→ **What to work on**
Search the material below for the word "OnOpenFavoritesConnectionDialog". Copy every line that has it.

Start of Given records

PR #1552, opened 2021-04-22
Favorites functionality

dcorson-ticino-com:
PR Favorites

This PR implements a Favorite functionality as a tab in the Connect window.
The idea being able to use favorites even when directories are down, the server names, IP, max users and genre are saved.

The favorites list now has 16 members, the most recently used is at the top, the others pushed down.  Not used servers will fall off the end of the list.
To add a server to the list, connect to the server using the connect window Directory tab (unchanged behaviour) and then click the Add to Favorites button on the clientdlg.  This way any server can be added, be it private or public, using IP address or URL.  Of course if the connection does not use the services of a directory there is no max users and no genre.  Adding a server that is already on the list again does no harm.  The Add to Favorites button is disabled when not connected to a server.

The last used server in the favorites list is automagically selected when the list is built so that if you use only one server all you need to do is click on connect. 

The changes are almost all in connectdlg.  Settings adds the saving of the new values.  Clientdlg has the new Add to Favorites button.

There is a problem with this code that I have not been able to solve. Certain servers sometimes do not respond to the ping requests.  It is usually the same servers not responding and very strangely if you go to the Directory tab and directory of the server, wait a bit, and then go back to the Favorites the server responds.  When the server is not responding it is also not possible to connect to it from the favorites tab, from the servers tab, however, works.
I need help finding this, for the moment I have no idea what is happening.

FAV01

Here we see one server that is not responding, frosch
FAV03

### DIFF
--- a/src/clientdlg.cpp
+++ b/src/clientdlg.cpp
@@ -96,15 +96,6 @@ CClientDlg::CClientDlg ( CClient*         pNCliP,
 
     butConnect->setAccessibleName ( tr ( "Connect and disconnect toggle button" ) );
 
-
-    // add to favorites button
-    butAddtoFavorites->setWhatsThis ( "<b>" + tr ( "Add to Favorites Button" ) + ":</b> " +
-        tr ( "Click this button to add the currently connected server to the Favorites list"
-        "of the Connect window.  This button is disabled when not connected to a server." ) );
-
-    butAddtoFavorites->setAccessibleName (
-        tr ( "Add to Favorites button" ) );
-
     // reverberation level
     QString strAudReverb = "<b>" + tr ( "Reverb effect" ) + ":</b> " +
                            tr ( "Reverb can be applied to one local mono audio channel or to both "
@@ -348,12 +339,20 @@ CClientDlg::CClientDlg ( CClient*         pNCliP,
 
     pEditMenu->addAction ( tr ( "Auto-Adjust all &Faders" ), this, SLOT ( OnAutoAdjustAllFaderLevels() ), QKeySequence ( Qt::CTRL + Qt::Key_F ) );
 
+    // Add to Favorites "button" -----------------------------------------------
+    paFAVAction = new QAction ( tr ( "Add to &Favorites" ) );
+    QObject::connect ( paFAVAction, SIGNAL( triggered() ), &ConnectDlg, SLOT( OnAddtoFavorites() ) );
+    paFAVAction->setEnabled ( false );
+
     // Main menu bar -----------------------------------------------------------
     QMenuBar* pMenu = new QMenuBar ( this );
 
     pMenu->addMenu ( pFileMenu );
     pMenu->addMenu ( pViewMenu );
     pMenu->addMenu ( pEditMenu );
+    pMenu->addMenu ( "|" );
+    pMenu->addAction ( paFAVAction );
+    pMenu->addMenu ( "|" );
     pMenu->addMenu ( new CHelpMenu ( true, this ) );
 
     // Now tell the layout about the menu
@@ -397,9 +396,6 @@ CClientDlg::CClientDlg ( CClient*         pNCliP,
     // Connections -------------------------------------------------------------
     // push buttons
     QObject::connect ( butConnect, &QPushButton::clicked, this, &CClientDlg::OnConnectDisconBut );
-
-    QObject::connect ( butAddtoFavorites, &QPushButton::clicked,
-        &ConnectDlg, &CConnectDlg::OnAddtoFavorites );
 
     // check boxes
     QObject::connect ( chbSettings, &QCheckBox::stateChanged, this, &CClientDlg::OnSettingsStateChanged );
@@ -509,12 +505,8 @@ CClientDlg::CClientDlg ( CClient*         pNCliP,
                        this,
                        &CClientDlg::OnCreateCLServerListReqConnClientsListMes );
 
-<<<<<<< HEAD
-    QObject::connect ( &ConnectDlg, &CConnectDlg::accepted, this, &CClientDlg::OnConnectDlgAccepted );
-=======
     // disable Add to Favorites button by default
-    butAddtoFavorites->setEnabled(false);
->>>>>>> 2eaf6151 (Favorites functionality)
+    paFAVAction->setEnabled( false );
 
     // Initializations which have to be done after the signals are connected ---
     // start timer for status bar
@@ -713,14 +705,10 @@ void CClientDlg::OnConnectDisconBut()
     if ( pClient->IsRunning() )
     {
         Disconnect();
-<<<<<<< HEAD
-        SetMixerBoardDeco ( RS_UNDEFINED, pClient->GetGUIDesign() );
-=======
         SetMixerBoardDeco( RS_UNDEFINED, pClient->GetGUIDesign() );
 
         // disable Add to Favorites button
-        butAddtoFavorites->setEnabled(false);
->>>>>>> 2eaf6151 (Favorites functionality)
+        paFAVAction->setEnabled( false );
     }
     else
     {
@@ -1191,7 +1179,7 @@ void CClientDlg::Connect ( const QString& strSelectedAddress, const QString& str
         MainMixerBoard->SetServerName ( strMixerBoardLabel );
 
         // enable Add to Favorites button
-        butAddtoFavorites->setEnabled(true);
+        paFAVAction->setEnabled( true );
 
         // start timer for level meter bar and ping time measurement
         TimerSigMet.start ( LEVELMETER_UPDATE_TIME_MS );
--- a/src/clientdlg.cpp
+++ b/src/clientdlg.cpp
@@ -339,10 +339,17 @@ CClientDlg::CClientDlg ( CClient*         pNCliP,
 
     pEditMenu->addAction ( tr ( "Auto-Adjust all &Faders" ), this, SLOT ( OnAutoAdjustAllFaderLevels() ), QKeySequence ( Qt::CTRL + Qt::Key_F ) );
 
-    // Add to Favorites "button" -----------------------------------------------
-    paFAVAction = new QAction ( tr ( "Add to &Favorites" ) );
+    // Favorites menu  --------------------------------------------------------------
+    paFAVAction = new QAction ( tr ( "&Add to Favorites" ) );
     QObject::connect ( paFAVAction, SIGNAL ( triggered() ), &ConnectDlg, SLOT ( OnAddtoFavorites() ) );
     paFAVAction->setEnabled ( false );
+    paFAVAction->setShortcut ( Qt::CTRL + Qt::Key_A );
+
+    QMenu* pFavoritesMenu = new QMenu ( tr ( "Fav&orites" ), this );
+
+    pFavoritesMenu->addAction ( paFAVAction );
+
+    pFavoritesMenu->addAction ( tr ( "Sho&w Favorites..." ), this, SLOT ( OnOpenFavoritesConnectionDialog() ), QKeySequence ( Qt::CTRL + Qt::Key_W ) );
 
     // Main menu bar -----------------------------------------------------------
     QMenuBar* pMenu = new QMenuBar ( this );
@@ -350,9 +357,7 @@ CClientDlg::CClientDlg ( CClient*         pNCliP,
     pMenu->addMenu ( pFileMenu );
     pMenu->addMenu ( pViewMenu );
     pMenu->addMenu ( pEditMenu );
-    pMenu->addMenu ( "|" );
-    pMenu->addAction ( paFAVAction );
-    pMenu->addMenu ( "|" );
+    pMenu->addMenu ( pFavoritesMenu );
     pMenu->addMenu ( new CHelpMenu ( true, this ) );
 
     // Now tell the layout about the menu
@@ -911,6 +916,14 @@ void CClientDlg::SetMyWindowTitle ( const int iNumClients )
     }
 #    endif
 #endif
+}
+
+void CClientDlg::ShowFavoritesConnectionDialog()
+{
+    // set to Favorites Tab
+    pSettings->bFavoriteWasShownConnect = true;
+    // show connect dialog
+    ShowConnectionSetupDialog();
 }
 
 void CClientDlg::ShowConnectionSetupDialog()
--- a/src/clientdlg.cpp
+++ b/src/clientdlg.cpp
@@ -96,6 +96,15 @@ CClientDlg::CClientDlg ( CClient*         pNCliP,
 
     butConnect->setAccessibleName ( tr ( "Connect and disconnect toggle button" ) );
 
+
+    // add to favorites button
+    butAddtoFavorites->setWhatsThis ( "<b>" + tr ( "Add to Favorites Button" ) + ":</b> " +
+        tr ( "Click this button to add the currently connected server to the Favorites list"
+        "of the Connect window.  This button is disabled when not connected to a server." ) );
+
+    butAddtoFavorites->setAccessibleName (
+        tr ( "Add to Favorites button" ) );
+
     // reverberation level
     QString strAudReverb = "<b>" + tr ( "Reverb effect" ) + ":</b> " +
                            tr ( "Reverb can be applied to one local mono audio channel or to both "
@@ -389,6 +398,9 @@ CClientDlg::CClientDlg ( CClient*         pNCliP,
     // push buttons
     QObject::connect ( butConnect, &QPushButton::clicked, this, &CClientDlg::OnConnectDisconBut );
 
+    QObject::connect ( butAddtoFavorites, &QPushButton::clicked,
+        &ConnectDlg, &CConnectDlg::OnAddtoFavorites );
+
     // check boxes
     QObject::connect ( chbSettings, &QCheckBox::stateChanged, this, &CClientDlg::OnSettingsStateChanged );
 
@@ -497,7 +509,12 @@ CClientDlg::CClientDlg ( CClient*         pNCliP,
                        this,
                        &CClientDlg::OnCreateCLServerListReqConnClientsListMes );
 
+<<<<<<< HEAD
     QObject::connect ( &ConnectDlg, &CConnectDlg::accepted, this, &CClientDlg::OnConnectDlgAccepted );
+=======
+    // disable Add to Favorites button by default
+    butAddtoFavorites->setEnabled(false);
+>>>>>>> 2eaf6151 (Favorites functionality)
 
     // Initializations which have to be done after the signals are connected ---
     // start timer for status bar
@@ -696,7 +713,14 @@ void CClientDlg::OnConnectDisconBut()
     if ( pClient->IsRunning() )
     {
         Disconnect();
+<<<<<<< HEAD
         SetMixerBoardDeco ( RS_UNDEFINED, pClient->GetGUIDesign() );
+=======
+        SetMixerBoardDeco( RS_UNDEFINED, pClient->GetGUIDesign() );
+
+        // disable Add to Favorites button
+        butAddtoFavorites->setEnabled(false);
+>>>>>>> 2eaf6151 (Favorites functionality)
     }
     else
     {
@@ -1165,6 +1189,9 @@ void CClientDlg::Connect ( const QString& strSelectedAddress, const QString& str
 
         // set server name in audio mixer group box title
         MainMixerBoard->SetServerName ( strMixerBoardLabel );
+
+        // enable Add to Favorites button
+        butAddtoFavorites->setEnabled(true);
 
         // start timer for level meter bar and ping time measurement
         TimerSigMet.start ( LEVELMETER_UPDATE_TIME_MS );
--- a/src/clientdlg.cpp
+++ b/src/clientdlg.cpp
@@ -505,6 +505,9 @@ CClientDlg::CClientDlg ( CClient*         pNCliP,
                        this,
                        &CClientDlg::OnCreateCLServerListReqConnClientsListMes );
 
+    QObject::connect ( &ConnectDlg, &CConnectDlg::accepted,
+        this, &CClientDlg::OnConnectDlgAccepted );
+
     // disable Add to Favorites button by default
     paFAVAction->setEnabled( false );
 
--- a/src/clientdlg.cpp
+++ b/src/clientdlg.cpp
@@ -349,7 +349,10 @@ CClientDlg::CClientDlg ( CClient*         pNCliP,
 
     pFavoritesMenu->addAction ( paFAVAction );
 
-    pFavoritesMenu->addAction ( tr ( "Sho&w Favorites..." ), this, SLOT ( OnOpenFavoritesConnectionDialog() ), QKeySequence ( Qt::CTRL + Qt::Key_W ) );
+    pFavoritesMenu->addAction ( tr ( "Sho&w Favorites..." ),
+                                this,
+                                SLOT ( OnOpenFavoritesConnectionDialog() ),
+                                QKeySequence ( Qt::CTRL + Qt::Key_W ) );
 
     // Main menu bar -----------------------------------------------------------
     QMenuBar* pMenu = new QMenuBar ( this );
--- a/src/clientdlg.cpp
+++ b/src/clientdlg.cpp
@@ -341,7 +341,7 @@ CClientDlg::CClientDlg ( CClient*         pNCliP,
 
     // Add to Favorites "button" -----------------------------------------------
     paFAVAction = new QAction ( tr ( "Add to &Favorites" ) );
-    QObject::connect ( paFAVAction, SIGNAL( triggered() ), &ConnectDlg, SLOT( OnAddtoFavorites() ) );
+    QObject::connect ( paFAVAction, SIGNAL ( triggered() ), &ConnectDlg, SLOT ( OnAddtoFavorites() ) );
     paFAVAction->setEnabled ( false );
 
     // Main menu bar -----------------------------------------------------------
@@ -505,11 +505,10 @@ CClientDlg::CClientDlg ( CClient*         pNCliP,
                        this,
                        &CClientDlg::OnCreateCLServerListReqConnClientsListMes );
 
-    QObject::connect ( &ConnectDlg, &CConnectDlg::accepted,
-        this, &CClientDlg::OnConnectDlgAccepted );
+    QObject::connect ( &ConnectDlg, &CConnectDlg::accepted, this, &CClientDlg::OnConnectDlgAccepted );
 
     // disable Add to Favorites button by default
-    paFAVAction->setEnabled( false );
+    paFAVAction->setEnabled ( false );
 
     // Initializations which have to be done after the signals are connected ---
     // start timer for status bar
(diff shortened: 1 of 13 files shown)


ngocdh:
Thanks @dcorson-ticino-com. I have a request though: for mobile devices, the "Add to Favorites" button would make it worse for iOS, considering its already bad situation:

47A89825-4655-4124-B4C9-8C5D5C926B44

Would you be able to have a look at iOS and try to fix it? If not possible, maybe "Add to Favorites" could be implemented as a Menu item?

hoffie:
Thanks for working on this -- I think there have been some request for that.
1. Can you link the relevant issue(s)?
2. Build is failing (both locally for me and on CI)
3. I also think that the button might be better placed somewhere else. This is a feature which is not needed by every Jamulus user and for those who do want it it will probably only be needed a few times. So unless we come up with some better idea, it might be the best option to move it to the menu?

dcorson-ticino-com:
Hi ngocdh,
What kind of device is that?
It looks to me like our present UI is completely doomed on that.  
I do not really understand because I have seen Jamulus on a small Win10 tablet and it was no problem at all.
Is there no way to shrink the text etc. but keeping it readable on that device?

ngocdh:
@dcorson-ticino-com 
> What kind of device is that?
It's iPhone 12. It seems to me that the app was rendered in low DPI mode in iOS. 
I have to note that in my Android phone (Google pixel), the Mixer board is rendered perfectly. I couldn't find the reason for this difference.

> Is there no way to shrink the text etc. but keeping it readable on that device?
I have been trying to modify properties in the UI using QT Creator, but to no avail.

dcorson-ticino-com:
The Windows build appears to be broken.  
I see timeout errors, but have no idea why there should be timeouts when compiling and building.

dcorson-ticino-com:
Looking further today I see that the problem I mentioned has 2 manifestations.

- Servers with dynamic addresses.  When the IP:port changes I no longer find it.  When I select them on the directories tab and do an Add to Favorites I get a new entry as they have a new IP.  There are then 2 entries for the same server name and genre.  Doesn't harm, but looks stupid.  I guess I could check and remove the older entry if there are 2 entries with the same name and genre, but I don't see how this could be automated to check for new IP.  (if a server doesn't respond make a request at it's Directory to check and see if it has a new IP???)

- Servers that for some reason which I don't know are not responding to pings, although IP:port are correct.  I can also not connect to these servers from the Favorites tab.  From the Directories tab they are, however, working.  A complete mystery for me at the moment.

Any and all ideas how to get this working are welcome :)

BTW: I pushed a new version with the "Add to Favorites" action in the menu.  Doing the same for "Settings" we could eliminate another button on the left too.  I also hesitate to suggest the same for "My Profile".  Recently the biggest problems I have had with new users was getting their profile set.  If it is not immediately visible, it does not exist.

pljones:
You're building something that needs to work the same way a directory server does - basically, you're providing a "favourites directory server".  However, you've got the problem that, unlike an actual directory server, hosts aren't updating their details with you every 15 minutes, so your information is doomed to go stale (which is why servers are required to re-register every fifteen minutes).

I can only think of one solution right now.  First, never store an IP address.  Store the genre directory server host name (and port), plus the favourite server name as held in the directory server list (and port).  When a user selects a favourite, basically redirect to the directory server to do the look up.

I was hoping this would be a new "Favourites"/"Bookmarks" menu, with "Add" and "Manage" options, plus an "Add" on the existing directory server list.  That would avoid opening the directory list at all.

gene96817:
I agree with @pljones. Storing server names with IP:port will end up with some stale data. The directory server hides the fact that IP:port numbers change. The best you can do is store a list of Genre+server names. Then when the Genre+server is selected, you have to get the latest IP:port from the directory server. If the user always uses the same Genre, then the servers of this Genre will already be in their client. If the desired favorite is in a different Genre, you will need a mechanism to get the latest from the Directory server.

dcorson-ticino-com:
Without having thought about this for a long time, I think this should be possible without any problems.  Private servers remain a special case.

@pljones I am more interested in why you think a new menu item with the Favorites would be better than this tabbed connect window.  What would "manage" need other than delete?   How would one add private servers?  I could call up the present window with the combobox, but would it be simpler for the user and easier to find?
Why would opening a favorites menu be better than opening the server list (if I understand you correctly) ?
I can imagine that it might be good to be able to select a server for the favorites without connecting to it, but don't see any real advantage.  Lots of questions.

My simplest case would be to 1) connect to a server once, 2) Add to Favorites, 3) switch to Favorites and then to connect simply click connect for the rest of time.  How could that be made simpler?

softins:
This functionality seems like it bypasses the magic port-opening provided by the Directory Server when a client requests a server list (the Directory Server tells each server in its list to send an empty message to the requesting client). If a particular server is relying on this, rather than having its inbound port specifically open and forwarded, and a client then tries to connect to that server directly from its "Favourites" list, the connection will fail.

dcorson-ticino-com:
Thanks Tony, then the solution is clear.

pljones:
> switch to Favorites and then to connect simply click connect for the rest of time. How could that be made simpler?

Because the connect window doesn't stay open on connect, unlike the mixer window.  So a menu item on the mixer window is a shorter shortcut than having to open a window, switch tabs, then double-click the item.  It's open menu, select, done.  So lots and lots simple.

I'm also favouring making the Jamulus menu more in keeping with "standard" menus.  Having to go somewhere other than the main window to find favourites feels odd to me.  Why would I want to make favourites harder to find than having them directly on the main window?  The point generally is that they're "just there", not off somewhere else I have to navigate to first.

Like in a browser, there _is_ a "Bookmarks" window, but most people just use the menu -- because it's quick and easier, takes up no screen estate when not in use and gives you an instant response.

----

> What would "manage" need other than delete? 

A user might want to adjust the order.  Or mark an entry "never forget".  Maybe not in this initial version, though, indeed.  (Basically, I saw "manage" as opening your existing new tab.)

dcorson-ticino-com:
> It's open menu, select, done. So lots and lots simpler.

So you are suggesting that there is only one Favorite ?
Otherwise I fail to see how putting the Favorites in a menu opening a window makes less clicks than having it in the connect window.
Of course the connect window remembers its last state so if you always use favorites it opens with the favorites tab showing and the last used server selected.  Click connect and away you go.

I see you want to expand the use of the menus.  That is a possibility to add features and reduce clutter and until recently would have been my first thought.  But in the last 2 months I have had an onslaught of people who apparently don't know what menus are.  They are unable to set their profile because it is hidden in a menu.  Even with hand-holding by telephone it was a problem. I guess they only have a smartphone and even thought things are even more hidden there they are unable to use something that has an interface different from their iphone.  So my approach has been to use the space of the menu bar for "buttons", but reduce the menus as much as possible.  Of course this is all debatable, I don't claim to have the definitive answer.

pljones:
> So you are suggesting that there is only one Favorite ?

Opening a menu doesn't reveal only one thing to select.

dcorson-ticino-com:
Keeping original structure so that private servers and port forwarded
servers will work without any Directory server intervention.  Thus they
can be used when the Directory servers are striking (which continues to
happen, not alot, but all too often).

If no ping is received from a server a server list request is made to
it's Directory server (max. 1 request per Directory server).  Then pings
are requested again.
When a server list is seen from a Directory server the stored IP and max
users are checked and updated in the Favorites if necessary.
Requests are send 1 per OnTimerPing so as to keep down network traffic.
Servers are marked "offline" if after a server list request and
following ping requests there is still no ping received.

End of Given records

→ **Reply**
+    pFavoritesMenu->addAction ( tr ( "Sho&w Favorites..." ), this, SLOT ( OnOpenFavoritesConnectionDialog() ), QKeySequence ( Qt::CTRL + Qt::Key_W ) );
-    pFavoritesMenu->addAction ( tr ( "Sho&w Favorites..." ), this, SLOT ( OnOpenFavoritesConnectionDialog() ), QKeySequence ( Qt::CTRL + Qt::Key_W ) );
+                                SLOT ( OnOpenFavoritesConnectionDialog() ),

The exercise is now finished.